Air quality is an ongoing matter of concern, particularly in metropolitan and industrialized areas. Problems of air pollution are often associated with levels of carbon dioxide (CO2) and particulate matter; however, nitrogen oxides (NOx) are also significant contributors to air pollution.
Nitrogen dioxide (NO2) is a reactive gas that is mainly formed by oxidation of nitrogen monoxide (NO), and high temperature combustion processes (such as in car engines and power plants) are major sources of NOx (i.e., the sum of NO and NO2). While the majority of NOx emissions are in the form of NO, a significant amount is in the form of NO2. It is known that negative health effects can be linked to short-term exposure to NO2 (e.g., changes in lung function in sensitive population groups) and long-term exposure (e.g., increased susceptibility to respiratory infection). Excess deposition of atmospheric nitrogen can lead to a surplus of N nutrient in ecosystems, which can lead to eutrophication in terrestrial and aquatic ecosystems. Nitrogen oxides also play a major role in the formation of ozone, and by contributing to the formation of secondary inorganic aerosols (i.e., through nitrate formation), NOx also can contribute the particulate matter concentration in the air.
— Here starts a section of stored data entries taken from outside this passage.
PR #2363, opened 2024-06-18
fix(logs.v1): remove auth, action, hooks

bodinsamuel:
## Describe your changes

- Remove activities from Account, Auth, Action and Hooks
Initially wanted less but turns out everything is super tied (surprising). 

- Temporarily allowed activityLogId to be string in the relevant places


packages/server/lib/hooks/hooks.ts
```diff
@@ -167,14 +158,13 @@ export const connectionRefreshFailed = async ({
...
     authError: { type: string; description: string };
-    activityLogId: number;
     logCtx: LogContext;
 }): Promise<void> => {
     await errorNotificationService.auth.create({
         type: 'auth',
         action: 'token_refresh',
         connection_id: connection.id!,
-        activity_log_id: activityLogId,
+        activity_log_id: -1,
```
bodinsamuel, line 167: This will be removed soon, just want to avoid a db migration along with code change

packages/shared/lib/services/sync/run.service.ts
```diff
@@ -169,7 +175,7 @@ export default class SyncRun {
         this.writeToDb = config.writeToDb;
         if (config.writeToDb) {
             this.slackNotificationService = config.slackService;
-            this.activityLogId = config.activityLogId;
+            this.activityLogId = config.activityLogId as unknown as number;
```
khaliqgant: This cast mixed with the one below that casts it to a string is confusing

khaliqgant (approved):
Casting confusion question inline

packages/shared/lib/services/sync/run.service.ts
bodinsamuel: true, it's only temporary during the transition but let me change that

PR #2366, opened 2024-06-19
fix(nango-yaml): fine tune parsing

bodinsamuel:
## Describe your changes

Fix more edge cases and fine tune messaging

- Handle union type in input/output correctly
- Fix: Action template without an `input` 
- Be more explicit about unsupported typescript syntax
- Do not complain about anonymous model in case of union, it's a legitimate use case of anonymous model
- Do not complain about action input model reuse, it's too noisy to be useful


packages/nango-yaml/lib/errors.ts
```diff
@@ -110,11 +110,11 @@ export class ParserErrorExtendsNotFound extends ParserError {
...
 }
 
-export class ParserErrorDataSyntax extends ParserError {
+export class ParserErrorTypeSyntax extends ParserError {
     constructor(options: { value: string; path: string[] }) {
         super({
-            code: 'data_syntax_warning',
-            message: `Data type "${options.value}" contains some unsupported typescript syntax`,
+            code: 'type_syntax_error',
+            message: `Type "${options.value}" contains some unsupported typescript syntax, please use Yaml compatible syntax.`,
```
khaliqgant: What is `Yaml compatible syntax`? I don't think this is clear enough for the user. I see a lot of support questions stemming from this type of error message.

khaliqgant (changes requested):
Adjustment for clarity in the error response requested

packages/nango-yaml/lib/errors.ts
bodinsamuel: I can't detail all the alternatives, there is Record, Pick, Omit, Partial, Required, Parameters, Readonly, etc. 
Happy to have a better message if you think of something 👌🏻

khaliqgant: I actually think this is a good time to link to the documentation with these types documented and the yaml alternative. Perhaps an entry under the advanced section? https://docs.nango.dev/customize/guides/advanced

bodinsamuel: There is already a section in the API references, I can point that https://docs.nango.dev/reference/integration-configuration#model-types

khaliqgant: Ah yes, perfect.

khaliqgant (approved):

bodinsamuel:
Thanks @khaliqgant 👌🏻

PR #2369, opened 2024-06-19
fix(db): add models_json_schema to sync_configs

bodinsamuel:
## Describe your changes

Contributes to https://linear.app/nango/issue/NAN-1155/upload-json-schema-when-deploying

- Add `models_json_schema` to sync_configs table
After I upload the json_schema when deploying, each sync_configs will hold its json schema to be able to validate input/output at runtime


TBonnin:
I imagine the exisiting `model_schema` column is not enough.
Aren't those 2 columns redundant though?

bodinsamuel:
> I imagine the exisiting model_schema column is not enough.
> Aren't those 2 columns redundant though?

They kinda are but not really, model_schema is used for the UI. I don't want to break everything (it's already kinda broken tho). After I upload json_schema I might be able to generate code snippets directly with the json_schema and drop the column but I don't want to do everything at once

bodinsamuel:
closed by mistake*

TBonnin (approved):

PR #2370, opened 2024-06-19
feat(integrations): [nan-1247] add checkr post connection script

khaliqgant:
## Describe your changes
In integration scripts it is useful to know if the checkr account has account hierarchy enabled or not. Add a post connection script to automatically inject the boolean.

NAN-1247

### DIFF
--- a/packages/server/lib/hooks/connection/checkr-post-connection.ts
+++ b/packages/server/lib/hooks/connection/checkr-post-connection.ts
@@ -1,0 +1,32 @@
+import type { InternalNango as Nango } from './post-connection.js';
+import { isAxiosError } from 'axios';
+
+export default async function execute(nango: Nango) {
+    const connection = await nango.getConnection();
+    let access_token: string;
+    if ('access_token' in connection.credentials) {
+        access_token = connection.credentials.access_token;
+    } else {
+        return;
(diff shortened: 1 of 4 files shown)


packages/server/lib/hooks/connection/checkr-post-connection.ts
```diff
@@ -0,0 +1,32 @@
...
+import { isAxiosError } from 'axios';
+
+export default async function execute(nango: Nango) {
+    const connection = await nango.getConnection();
+    let access_token: string;
+    if ('access_token' in connection.credentials) {
+        access_token = connection.credentials.access_token;
+    } else {
+        return;
+    }
```
TBonnin, line 11: you can slightly simplify like this I think: 
```
const access_token: string | undefined = connection.credentials.access_token;
if (!access_token) {
  return;
}
```

TBonnin (approved):

packages/server/lib/hooks/connection/checkr-post-connection.ts
khaliqgant: Thanks. TS complains about this because access_token isn't always guaranteed to exist on credentials.

PR #2375, opened 2024-06-20
fix(run): use SyncConfig instead of NangoConfig

bodinsamuel:
## Describe your changes

Contributes to https://linear.app/nango/issue/NAN-1261/pass-json-schema-to-runner

I need to pass json_schema that will live inside `_sync_configs`, instead of adding a new param I decided to group the params that were belonging to SyncConfig object (and also remove the need for loading NangoConfig locally). nb: this SyncConfig was already fetched from the inside the method which was thing less flexible for CLI and testing.

- Add required parameter `syncConfig: SyncConfig`
The side effects are minimal but I managed to reduce/remove a lot of code inside `run()` so the main change are in run.service.ts

- Remove default export and use SyncRunService class name


packages/jobs/lib/activities.ts
```diff
@@ -466,14 +479,21 @@ export async function runPostConnectionScript(args: PostConnectionScriptArgs): P
...
         nangoConnection,
-        syncName: name,
+        syncConfig: {
+            sync_name: name,
+            file_location,
+            models: [],
+            track_deletes: false,
+            type: SyncConfigType.SYNC,
+            version: '0' // TODO: pass the correct version
+        },
```
bodinsamuel, line 495: Post Script Connection is the only weird kid regarding run service. My take with the future refacto, we should have one base class and N class per script type so they only require what's relevant for them

packages/shared/lib/models/Sync.ts
```diff
@@ -259,11 +259,12 @@ export interface SyncConfigWithProvider {
 }
 
 export interface RunScriptOptions {
+    syncConfig?: SyncConfig;
     syncName: string;
     syncId: string;
     activityLogId: number | undefined;
     nangoProps: NangoProps;
-    integrationData: NangoIntegrationData;
+    integrationData: Pick<NangoIntegrationData, 'fileLocation'>;
```
bodinsamuel, line 198: This will be removed in next PR, but since we do multiple steps deployment it's safer not to modify runner signature

packages/shared/lib/services/sync/run.service.integration.test.ts
```diff
@@ -200,45 +200,6 @@ describe('Running sync', () => {
     });
 });
 
-describe('SyncRun', () => {
-    it('should initialize correctly', () => {
```
bodinsamuel, line 204: Already tested in unit

packages/shared/lib/services/sync/run.service.ts
```diff
@@ -219,411 +212,274 @@ export default class SyncRun {
...
-                    content
-                });
-                await this.logCtx?.debug(content);
-            } else {
-                logger.info(content);
-            }
-        }
-        let nangoConfig = this.loadLocation
-            ? await loadLocalNangoConfig(this.loadLocation)
-            : await getSyncConfig(this.nangoConnection, this.syncName, this.isAction);
```
bodinsamuel, line 239: This is the main change, it is now done outside this method and simply ask syncConfig with or without loadLocation because we just need a few params not the full nango.yaml

packages/shared/lib/services/sync/run.service.ts
```diff
@@ -219,411 +212,274 @@ export default class SyncRun {
...
             }
 
-            if (!isCloud && !integrationFilesAreRemote && !isPublic) {
-                const { path: integrationFilePath, result: integrationFileResult } = localFileService.checkForIntegrationDistFile(
-                    this.syncName,
-                    providerConfigKey,
-                    this.loadLocation
-                );
-                if (!integrationFileResult) {
-                    const message = `Integration was attempted to run for ${this.syncName} but no integration file was found at ${integrationFilePath}.`;
```
bodinsamuel, line 376: Removed this check for local integration, this check is already done by the CLI and by local-integration, it's one less thing to refactor/carry in this class but let me know if you agree

packages/shared/lib/services/sync/run.service.ts
```diff
@@ -219,411 +212,274 @@ export default class SyncRun {
...
-                            }
-                        });
-
-                        return { success: false, error: new NangoError('action_script_failure', message, 500), response: false };
-                    }
-                } else {
-                    if (configModels[configInput as unknown as string]) {
-                        // TODO use joi or zod to validate the input dynamically
-                    }
-                }
```
bodinsamuel, line 427: I also removed all of this for the moment, it's just barely working. And in next PR I will introduce input/output validation but I'm not yet sure this will happen like this

khaliqgant: Yeah, good to remove this. This was really done as a proof of concept

packages/jobs/lib/processor/handler.ts
```diff
@@ -265,18 +275,28 @@ async function webhook(task: TaskWebhook): Promise<Result<JsonValue>> {
...
     }
 
+    const syncConfig = await getSyncConfigRaw({
+        environmentId: providerConfig.environment_id,
+        config_id: providerConfig.id!,
+        name: task.parentSyncName,
+        isAction: false
+    });
+    if (!syncConfig) {
+        return Err(`Action config not found: ${JSON.stringify(task)}`);
```
TBonnin: other error contains only the task id. Can we do the same for consistency sake?

packages/shared/lib/services/sync/run.service.ts
```diff
@@ -219,411 +212,274 @@ export default class SyncRun {
...
                     }
                 });
-            } else {
-                logger.error(message);
+                return { success: false, error: new NangoError(errorType, message, 404), response: false };
             }
-
-            const errorType = this.determineErrorType();
-            return { success: false, error: new NangoError(errorType, message, 404), response: false };
+            ({ environment, account } = environmentAndAccountLookup);
```
TBonnin, line 254: why the parenthesis?

TBonnin (approved):

packages/shared/lib/services/sync/run.service.ts
bodinsamuel: because it reassigns variables declared before (not my code)

packages/jobs/lib/processor/handler.ts
bodinsamuel: not exactly the case, but changed all of them https://github.com/NangoHQ/nango/pull/2375/commits/6dff6f992dc7dabbb68e7583d64436921ae81d55 
stringifying anything in message should be prohibited :p

bodinsamuel:
Can I have you review on this @khaliqgant? thanks ☺️

packages/jobs/lib/activities.ts
```diff
@@ -466,14 +478,21 @@ export async function runPostConnectionScript(args: PostConnectionScriptArgs): P
...
         writeToDb: true,
         nangoConnection,
-        syncName: name,
+        syncConfig: {
+            sync_name: name,
+            file_location,
+            models: [],
+            track_deletes: false,
+            type: 'sync',
+            version: '0' // TODO: pass the correct version
```
khaliqgant: Why not just pass the version from the `external-post-connection` script, since we already have it from the query https://github.com/NangoHQ/nango/blob/master/packages/server/lib/hooks/connection/external-post-connection.ts#L21

khaliqgant (approved):
Non blocking feedback

packages/jobs/lib/activities.ts
bodinsamuel: changed 👌🏻

packages/jobs/lib/processor/handler.ts
TBonnin: 🙈 thank you. Yes you are right I am gonna stop stringifying things in error message.

bodinsamuel: dw we'll improve that with the next iteration of Error

PR #2377, opened 2024-06-20
fix(nango-yaml): support __string advanced syntax

bodinsamuel:
## Describe your changes

- Fix advanced syntax for `__string`
The parsing was correct for union but not the output due to a leftover, added multiple e2e test.
The parsing was coming too late for object and array.

### DIFF
--- a/packages/cli/fixtures/nango-yaml/v2/advanced-syntax/nango.yaml
+++ b/packages/cli/fixtures/nango-yaml/v2/advanced-syntax/nango.yaml
@@ -39,3 +39,13 @@ models:
 
     Record:
         __string: any
+
+    RecordUnion:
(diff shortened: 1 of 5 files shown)


packages/cli/fixtures/nango-yaml/v2/advanced-syntax/nango.yaml
```diff
@@ -39,3 +39,13 @@ models:
...
     Record:
         __string: any
+
+    RecordUnion:
+        __string: any | string | boolean
+    RecordArrayUnion:
+        __string:
+            - any
+            - string
+    RecordObject:
```
khaliqgant, line 49: nice

khaliqgant (approved):

PR #2378, opened 2024-06-20
feat(integration-templates): [nan-1192] add checkr syncs and actions

khaliqgant:
## Describe your changes
Add checkr syncs and actions:

- `GET /background-check/service-list`: returns a possible list of services that Checkr can perform for a background check. Takes into account if the connection has account hierarchy enabled or not and returns the node the background check is associated with if so
- `GET /background-check/service-parameters`: obtains the parameters needed to trigger a background check for a particular background check 
- `POST /background-check/trigger`: trigger a background check for a candidate
- `POST /candidates`: create a candidate to be able to trigger background checks for

Adds a single sync:
- `GET /background-checks`: retrieves all background checks for all candidates

NAN-1192


integration-templates/checkr-partner/actions/background-check-services.ts
```diff
@@ -0,0 +1,52 @@
...
+
+                    return nodePackages;
+                });
+                services = nodePackages.flat();
+            }
+        }
+    }
+
+    return { services };
+}
```
TBonnin, line 52: I feel it would be more readable if broken up into smaller functions: 

```
export default async function runAction(nango: NangoAction): Promise<CheckrServicesResponse> {
    const { config, connection_config } = await constructRequestWithConnectionConfig(nango, '/v1/packages');
    const accountHierarchyEnabled = connection_config['accountHierarchyEnabled'] || false;

    let services: CheckrService[] = fetch({nango, config, endpoint: '/v1/packages'});

    if (accountHierarchyEnabled) {
        const nodes = await fetch({nango, config, endpoint: '/v1/nodes?include=packages'});
        services = process(nodes, services);
    }

    return { services };
}

async function fetch({nango, config, endpoint} : {nango: NangoAction, config: ProxyConfiguration, endpoint: string}) {
    const res = [];
    for await (const checkrServices of nango.paginate({ ...config, endpoint })) {
        res.push(...checkrServices);
    }
    return res;
}

function process(nodes: any[], services: CheckrService[]): CheckrService[] {
    return nodes.flatMap(node => {
        if(node.packages.length === 0) {
           return [];
        } else {
             return node.packages.map((pkg: string) => ({
                ...services.find(service => service.slug === pkg),
                node: node.custom_id
            }))
        }
    });
}
```
Haven't tested so details might be wrong

TBonnin (approved):
don't know enough about the provider to judge the business logic but code looks ok. Don't we want to systematically validate actions input with zod?

integration-templates/checkr-partner/actions/background-check-services.ts
```diff
@@ -0,0 +1,52 @@
...
+ * @desc this handles 3 scenarios:
+ * 1. If accountHierarchyEnabled is true, then we need to fetch the services from /v1/nodes?include=packages and return the packages under their respective nodes
+ * with the associated packages
+ * 2. If accountHierarchyEnabled is false, then we need to fetch the services from /v1/packages
+ * 3. If accountHierarchyEnabled is true and there are no services under the node, then we need to fetch the services from /v1/packages
+ *
+ * This means we first fetch all the available packages. If accountHierarchyEnabled is true
+ * and there are nodes with packages we need to grab them from the packages to
+ * attach them to the node
+ */
```
bodinsamuel, line 15: imo comments are easier to understand at the exact position, I need to do a lot of back and forth to understand why it's done this way

integration-templates/checkr-partner/helpers/construct-request.ts
```diff
@@ -0,0 +1,54 @@
...
+): Promise<{ config: ProxyConfiguration; connection_config: Record<string, any> }> {
+    const connection = await nango.getConnection();
+    let access_token: string;
+    if ('access_token' in connection.credentials) {
+        access_token = connection.credentials.access_token;
+    } else {
+        throw new nango.ActionError({
+            message: `access_token is missing`
+        });
+    }
```
bodinsamuel, line 39: is there any reason a connection would not have an acces_token?

integration-templates/checkr-partner/mappers/to-background-check.ts
```diff
@@ -0,0 +1,13 @@
+import type { CheckrTriggeredBackgroundCheck, BackgroundCheck } from '../../models';
```
bodinsamuel, line 1: english: not sure about the term mappers but it's not my main language, I would call them formatters maybe

bodinsamuel (approved):
Looks good minor comments

integration-templates/checkr-partner/mappers/to-background-check.ts
khaliqgant: Thanks, IMO `mappers` is clear

integration-templates/checkr-partner/helpers/construct-request.ts
khaliqgant: More of a check to make TS happy

integration-templates/checkr-partner/actions/background-check-services.ts
khaliqgant: Thanks, kept as is h/e

PR #2985, opened 2024-11-13
fix(deploy runner): for doesn't split json lines properly

TBonnin:
It led to some of the runners not being deployed

I have checked that all running runners are now being processed

https://linear.app/nango/issue/NAN-1861/3-runners-are-not-being-deployed-when-deploying-runners


khaliqgant (approved):

scripts/deploy/runners.bash
```diff
@@ -24,7 +24,10 @@ while true; do
   parsed_response=$(echo "$response" | jq -c '.[]' 2>/dev/null)
   CURSOR=$(echo "$response" | jq -r '.[-1].cursor' 2>/dev/null)
 
-  for item in $parsed_response; do
```
TBonnin, line 27: this was the problematic line, not splitting the json lines correctly

PR #2988, opened 2024-11-14
fix(scripts): Add more resilient rate limit handling in runner-update-env

nalanj:
## Describe your changes

I ran into an issue while rolling out the updated env vars that I bumped into rate limits with Render against our prod data that I hadn't bumped into in staging due to the lower number of runners in staging.

This PR updates the network calls to sleep against their rate limit so that they'll run fast but not too fast.

### DIFF
--- a/scripts/runner-update-env.js
+++ b/scripts/runner-update-env.js
@@ -73,6 +73,10 @@ async function fetchRunners() {
 
         services = services.concat(filteredServices);
 
+        if (!response.headers.get('ratelimit-remaining') || !response.headers.get('ratelimit-reset')) {
+            throw new Error('Unexpected API format: no rate limit headers');
+        }
+
         const remaining = parseInt(response.headers.get('ratelimit-remaining'));
         const resetMs = (parseInt(response.headers.get('ratelimit-reset')) + 1) * 1000;
 
@@ -98,6 +102,10 @@ async function updateEnvVar(serviceId, key, value) {
     if (!response.ok) {
         const body = await response.text();
         throw new Error(`Failed to update env var ${key} for service ${serviceId}\n${body}`);
+    }
+
+    if (!response.headers.get('ratelimit-remaining') || !response.headers.get('ratelimit-reset')) {
+        throw new Error('Unexpected API format: no rate limit headers');
     }
 
     const remaining = parseInt(response.headers.get('ratelimit-remaining'));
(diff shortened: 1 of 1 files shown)


bodinsamuel (approved):

scripts/runner-update-env.js
```diff
@@ -73,7 +73,10 @@ async function fetchRunners() {
 
         services = services.concat(filteredServices);
 
-        await sleep(1000);
+        const remaining = parseInt(response.headers.get('ratelimit-remaining'));
+        const resetMs = (parseInt(response.headers.get('ratelimit-reset')) + 1) * 1000;
```
TBonnin, line 81: what if the headers are not present?

scripts/runner-update-env.js
```diff
@@ -73,7 +73,10 @@ async function fetchRunners() {
...
+
+        await sleep(Math.ceil((resetMs + 1) / remaining));
```
TBonnin: why this `+ 1`?

nalanj: Rate limit remaining time usually doesn't take the time it takes for the request to arrive on the other side into account, so it's usually a good idea to give it some head room. This will divide across their rate limit utilization so it should be something like an additional 10ms per request on average.

scripts/runner-update-env.js
nalanj: Handled in 97452c72

scripts/runner-update-env.js
nalanj: Oh, I see now. I had a redundant one in there. Removed in 1da6c41b

scripts/runner-update-env.js
```diff
@@ -73,7 +73,14 @@ async function fetchRunners() {
 
         services = services.concat(filteredServices);
 
-        await sleep(1000);
+        if (!response.headers.get('ratelimit-remaining') || !response.headers.get('ratelimit-reset')) {
+            throw new Error('Unexpected API format: no rate limit headers');
```
TBonnin, line 77: would it make sense to just have a warning and a high sleep delay if there is no headers. Since this is not something under our control we might still want the script to execute, even if slow

TBonnin (approved):

scripts/runner-update-env.js
nalanj: Maybe? I figure since it's a simple script we're running ourselves that if something changes with the API we'd dig into it and update the script anyway. I figure failing fast gives us the easiest way to emphasize something weird is happening.

nalanj: I had hit merge when I saw this, but if you want me to update to add the sleep on missing headers bit I'm more than happy to do so.

TBonnin: don't worry. not a big deal

PR #2989, opened 2024-11-14
feat(runner): Add monitorProviders support for runners

nalanj:
## Describe your changes

Adds new monitorProviders function to shared and utilizes it in runners to reload providers.yaml dynamically when a PROVIDERS_URL is set.

https://linear.app/nango/issue/NAN-2105/dynamically-reload-providersyaml


packages/shared/lib/services/providers.ts
```diff
@@ -23,6 +24,48 @@ export function getProvider(providerName: string): Provider | null {
...
+export async function monitorProviders(): Promise<void> {
+    const providersUrl = process.env['PROVIDERS_URL'];
+
+    // fall back to standard disk loading if no URL is provided
+    if (!providersUrl) {
+        return;
+    }
+
+    const maybeReloadInterval = process.env['PROVIDERS_RELOAD_INTERVAL'];
+    const reloadInterval = parseInt(maybeReloadInterval ?? '') || 60000;
```
TBonnin: if you use `parseEnvs(ENVS)` from the `utils` package you'll get all the this for free

packages/runner/lib/app.ts
```diff
@@ -2,6 +2,9 @@ import './tracer.js';
 import { server } from './server.js';
 import { stringifyError } from '@nangohq/utils';
 import { logger } from './utils.js';
+import { monitorProviders } from '@nangohq/shared';
+
+await monitorProviders();
```
TBonnin: let's cleanup the interval timer in the `close` function below

TBonnin (approved):

packages/shared/lib/services/providers.ts
nalanj: Fixed in e70ed3f7

packages/runner/lib/app.ts
nalanj: Fixed in e70ed3f7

Various steps have been taken to reduce NOx pollution, including controlling allowable NOx emissions. One NOx abatement technology that has been introduced relates to photocatalysis of NOx utilizing a catalyst in the presence of light, water, and oxygen. For example, when titanium dioxide (TiO2) is exposed to ultraviolet (UV) light, electron-hole pairs are generated, facilitating reduction and oxidations reactions through the formation of adsorbed free radicals on the TiO2 surface. The highly reactive radical species can degrade pollutants (such as nitrogen oxides, sulfur oxides, and volatile organic compounds) into relatively harmless substances (e.g., formation of nitrates through oxidation of NOx) without substantial consumption of the TiO2 catalyst.
Photocatalytic paints and similar coating materials incorporating a photocatalyst (such as TiO2) have been developed as potential media for NOx abatement and have shown varying levels of success. Nevertheless, there remains a need for further technologies for increasing NOx reduction in the air.